Spin-$s$ $U(1)$-eigenstate preparation

TL;DR

This paper presents a deterministic quantum algorithm for preparing specific eigenstates of spin-$s$ chains with fixed total spin, utilizing Gray code-based gates for efficient state construction.

Contribution

The authors introduce a novel Gray code-based method for preparing $U(1)$-eigenstates of spin-$s$ chains, applicable to arbitrary spin values and chain lengths.

Findings

Efficient state preparation of spin-$s$ eigenstates demonstrated.

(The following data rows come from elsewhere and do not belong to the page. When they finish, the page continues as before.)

PR #1641, opened 2019-03-01
rosbag modernization: replaced BOOST_FOREACH with range-based for-loo…

cwecht:
…ps, used algorithm where appropriated

### DIFF
--- a/tools/rosbag/src/player.cpp
+++ b/tools/rosbag/src/player.cpp
@@ -445,10 +445,12 @@ void Player::waitForSubscribers() const
     bool all_topics_subscribed = false;
     std::cout << "Waiting for subscribers." << std::endl;
     while (!all_topics_subscribed) {
-        all_topics_subscribed = std::all_of(std::begin(publishers_), std::end(publishers_),
-	                                    [](const PublisherMap::value_type& pub) {
-                                              return pub.second.getNumSubscribers() > 0;
-                                             });
+        all_topics_subscribed = std::all_of(
+                                        std::begin(publishers_),
+                                        std::end(publishers_),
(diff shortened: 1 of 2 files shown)


tools/rosbag/src/recorder.cpp
```diff
@@ -257,20 +254,16 @@ bool Recorder::shouldSubscribeToTopic(std::string const& topic, bool from_node)
...
-            boost::smatch what;
-            if (boost::regex_match(topic, what, e, boost::match_extra))
-                return true;
-        }
-    }
-    else {
-        foreach(string const& t, options_.topics)
-            if (t == topic)
-                return true;
+	return std::any_of(std::begin(options_.topics), std::end(options_.topics),
```
dirk-thomas: Same here.

tools/rosbag/src/player.cpp
```diff
@@ -448,10 +445,10 @@ void Player::waitForSubscribers() const
     bool all_topics_subscribed = false;
     std::cout << "Waiting for subscribers." << std::endl;
     while (!all_topics_subscribed) {
-        all_topics_subscribed = true;
-        foreach(const PublisherMap::value_type& pub, publishers_) {
-            all_topics_subscribed &= pub.second.getNumSubscribers() > 0;
-        }
+        all_topics_subscribed = std::all_of(std::begin(publishers_), std::end(publishers_),
```
dirk-thomas: Please wrap right after the first open parenthesis (`std::all_of(\n`) to avoid the aligned indendation of the following lines. All arguments can then be one level indented.

dirk-thomas:
Thanks for the patch.

PR #1642, opened 2019-03-01
test_rosbag modernization: replaced BOOST_FOREACH with range-based fo…

cwecht:
…r-loops


dirk-thomas:
Thanks for the patch.

Issue #1644, opened 2019-03-04
Rosbag duration can finish too early


eirik-strand:
I have not done a lot of tests with this issue, but I think it can be reproduced. I have a lot of topics, and will not record more than 1s of data. If it takes more than 1s to start the subscribers, everything just hangs. I guess that check_duration finishes before all subscribers got something on the topic. 

If you have a a long list of topics, doing:
`rosbag record --all --duration="0.1s" `
Will cause it to just hang and never finish
if not I guess you can try `0.01s `

cwecht:
I was able to reproduce this bug. The hangig is caused by a deadlock involving Recorders queue_mutex_ and TopicManagers advertised_topics_mutex_) caused by calling ros::shutdown in Recorder::checkDuration during the queue_mutex_ lock.

cwecht:
Ok, I was wrong about that, it is even worse: the deadlock involves TopicManagers::advertised_topics_mutex TopicManagers::subs_mutex_.

dirk-thomas:
Addressed by #1645.

PR #1645, opened 2019-03-05
roscpp/TopicManager: avoid deadlock

cwecht:
`TopicManager::subscribe` locks first `TopicManager::subs_mutex` and then `TopicManager::advertised_topics_mutex_`. `TopicManager::shutdown` locks them in reverse order. If the run concurrently, this can result in a deadlock, which is the cause of #1644 .

`TopicManager::shutdown` uses now [`boost::lock`](https://www.boost.org/doc/libs/1_69_0/doc/html/thread/synchronization.html#thread.synchronization.lock_functions.lock_multiple), which avoids deadlocks.

### DIFF
--- a/clients/roscpp/src/libros/topic_manager.cpp
+++ b/clients/roscpp/src/libros/topic_manager.cpp
@@ -97,9 +97,10 @@ void TopicManager::shutdown()
   }
 
   {
-    boost::recursive_mutex::scoped_lock lock1(advertised_topics_mutex_);
-    boost::mutex::scoped_lock lock2(subs_mutex_);
+    boost::lock(subs_mutex_, advertised_topics_mutex_);
     shutting_down_ = true;
+    subs_mutex_.unlock();
+    advertised_topics_mutex_.unlock();
   }
 
   // actually one should call poll_manager_->removePollThreadListener(), but the connection is not stored above


dirk-thomas:
> `TopicManager::subscribe` locks first `TopicManager::subs_mutex` and then `TopicManager::advertised_topics_mutex_`.

:+1: the second mutex is locked in the called `TopicManager::registerSubscriber` method.

Have you tried to just swap the order of the locks in `TopicManager::shutdown`?

```
// same order as in the subscribe / registerSubscriber methods
boost::mutex::scoped_lock lock1(subs_mutex_);
boost::recursive_mutex::scoped_lock lock2(advertised_topics_mutex_);
```

cwecht:
yes I did and it worked as well. I just thought, that this might be the better solution, because with boost::lock the locking-order does not matter. It will work even if anywhere else the locking order is different.

dirk-thomas:
Thanks for the patch. I was mostly wondering if there might be other cases where the order is incorrect.

dirk-thomas:

dirk-thomas:
Please use the phrase "fixes #1644" in the description in future tickets. That will make sure the referenced issue is closed automatically when the PR gets merged. Thanks.

PR #1791, opened 2019-08-13
Fix dead loop if accept connection error in XmlRpcServer

### LINKED ISSUE #1762: Dead loop if accept connection error in XmlRpcServer
If there is an error when accepting connections, `_accept_error` will be set to [true](https://github.com/ros/ros_comm/blob/melodic-devel/utilities/xmlrpcpp/src/XmlRpcServer.cpp#L196), and `XmlRpcServer` will be [add to XmlRpcDispatch](https://github.com/ros/ros_comm/blob/melodic-devel/utilities/xmlrpcpp/src/XmlRpcServer.cpp#L166). but when accept connection is OK  `_accept_error` is not set to true, and `XmlRpcServer` will still be add to `XmlRpcDispatch` in each work loop.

Algorithm applicable to integrable XXX Hamiltonians.

Exact eigenstates can be prepared deterministically.

Abstract

We formulate a deterministic algorithm for preparing a general $U(1)$-eigenstate of a spin-$s$ chain of length $n$. These states consist of linear combinations of computational basis states $|\vec{m}\rangle$ of $n$ qudits, each with $(2s+1)$ levels and $s= 1/2, 1, 3/2, \ldots$, whose ditstrings $\vec{m}$ have a fixed digit sum. Exploiting a Gray code for bounded integer compositions, whose consecutive ditstrings obey the Gray property, the quantum state is prepared by applying corresponding ``Gray gates.'' We use this algorithm to prepare exact eigenstates of integrable spin-$s$ XXX Hamiltonians.